Transcribe all records, preserving every character.
*** Given data Section Begins ***
PR #939, opened 2023-05-25
Fix tests and reduce the overall test execution time

vmaheshw:
1. Fixed the tests that are taking longer time for execution.
2. Added some of the default Kafka configs values, to reduce the overall delay in the tests.
3.  Added checks around pollUtils to ensure that it passes at the end of it.

CircleCI result: 24m 17s (reduced by 25%)

### DIFF
--- a/datastream-kafka-connector/src/main/java/com/linkedin/datastream/connectors/kafka/AbstractKafkaBasedConnectorTask.java
+++ b/datastream-kafka-connector/src/main/java/com/linkedin/datastream/connectors/kafka/AbstractKafkaBasedConnectorTask.java
@@ -136,6 +136,7 @@ abstract public class AbstractKafkaBasedConnectorTask implements Runnable, Consu
   protected final GroupIdConstructor _groupIdConstructor;
 
   protected final KafkaTopicPartitionTracker _kafkaTopicPartitionTracker;
+  private long _commitRetryTimeoutMillis;
 
   protected AbstractKafkaBasedConnectorTask(KafkaBasedConnectorConfig config, DatastreamTask task, Logger logger,
       String metricsPrefix, GroupIdConstructor groupIdConstructor) {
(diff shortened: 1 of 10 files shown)


datastream-kafka/src/main/java/com/linkedin/datastream/kafka/EmbeddedKafkaCluster.java
```diff
@@ -114,6 +114,7 @@ public void startup() {
       properties.setProperty("log.flush.interval.messages", String.valueOf(1));
       properties.setProperty("log.cleaner.enable", Boolean.FALSE.toString()); //to save memory
       properties.setProperty("offsets.topic.num.partitions", "1");
+      properties.setProperty("offsets.topic.replication.factor", "1");
```
surajkn, line 117: Just to understand correctly, this reduced the number of replicas to be maintained to 1 vs the default (which I think is 3)?
Do you know how much time this saves? Curious to know how you identified this to be causing delay

datastream-kafka-connector/src/main/java/com/linkedin/datastream/connectors/kafka/AbstractKafkaBasedConnectorTask.java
*** Given data Section Ends ***
* **Task output**:
PR #939, opened 2023-05-25
Fix tests and reduce the overall test execution time

vmaheshw:
1. Fixed the tests that are taking longer time for execution.
2. Added some of the default Kafka configs values, to reduce the overall delay in the tests.
3.  Added checks around pollUtils to ensure that it passes at the end of it.

CircleCI result: 24m 17s (reduced by 25%)

### DIFF
--- a/datastream-kafka-connector/src/main/java/com/linkedin/datastream/connectors/kafka/AbstractKafkaBasedConnectorTask.java
+++ b/datastream-kafka-connector/src/main/java/com/linkedin/datastream/connectors/kafka/AbstractKafkaBasedConnectorTask.java
@@ -136,6 +136,7 @@ abstract public class AbstractKafkaBasedConnectorTask implements Runnable, Consu
   protected final GroupIdConstructor _groupIdConstructor;
 
   protected final KafkaTopicPartitionTracker _kafkaTopicPartitionTracker;
+  private long _commitRetryTimeoutMillis;
 
   protected AbstractKafkaBasedConnectorTask(KafkaBasedConnectorConfig config, DatastreamTask task, Logger logger,
       String metricsPrefix, GroupIdConstructor groupIdConstructor) {
(diff shortened: 1 of 10 files shown)


datastream-kafka/src/main/java/com/linkedin/datastream/kafka/EmbeddedKafkaCluster.java
```diff
@@ -114,6 +114,7 @@ public void startup() {
       properties.setProperty("log.flush.interval.messages", String.valueOf(1));
       properties.setProperty("log.cleaner.enable", Boolean.FALSE.toString()); //to save memory
       properties.setProperty("offsets.topic.num.partitions", "1");
+      properties.setProperty("offsets.topic.replication.factor", "1");
```
surajkn, line 117: Just to understand correctly, this reduced the number of replicas to be maintained to 1 vs the default (which I think is 3)?
Do you know how much time this saves? Curious to know how you identified this to be causing delay

datastream-kafka-connector/src/main/java/com/linkedin/datastream/connectors/kafka/AbstractKafkaBasedConnectorTask.java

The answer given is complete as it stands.